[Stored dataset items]
....
Issue #212, opened 2024-08-21
digest.c refactoring


pearsonca:
While working #210, I noticed opportunities for opportunites for consolidating / refactoring code in digest.c.

In some sense, digest.c is providing a [Facade](https://en.wikipedia.org/wiki/Facade_pattern) around interacting with the various quirks of the imported hashing libraries. It does some setup / reinterpretation of the input from R, uses a series of cases to handle each of the different algorithms, and then returns a consistent output.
....
- What to produce
Every entry is to be restated word for word, with nothing dropped.

- Exercise solution
Issue #212, opened 2024-08-21
digest.c refactoring


pearsonca:
While working #210, I noticed opportunities for opportunites for consolidating / refactoring code in digest.c.

In some sense, digest.c is providing a [Facade](https://en.wikipedia.org/wiki/Facade_pattern) around interacting with the various quirks of the imported hashing libraries. It does some setup / reinterpretation of the input from R, uses a series of cases to handle each of the different algorithms, and then returns a consistent output.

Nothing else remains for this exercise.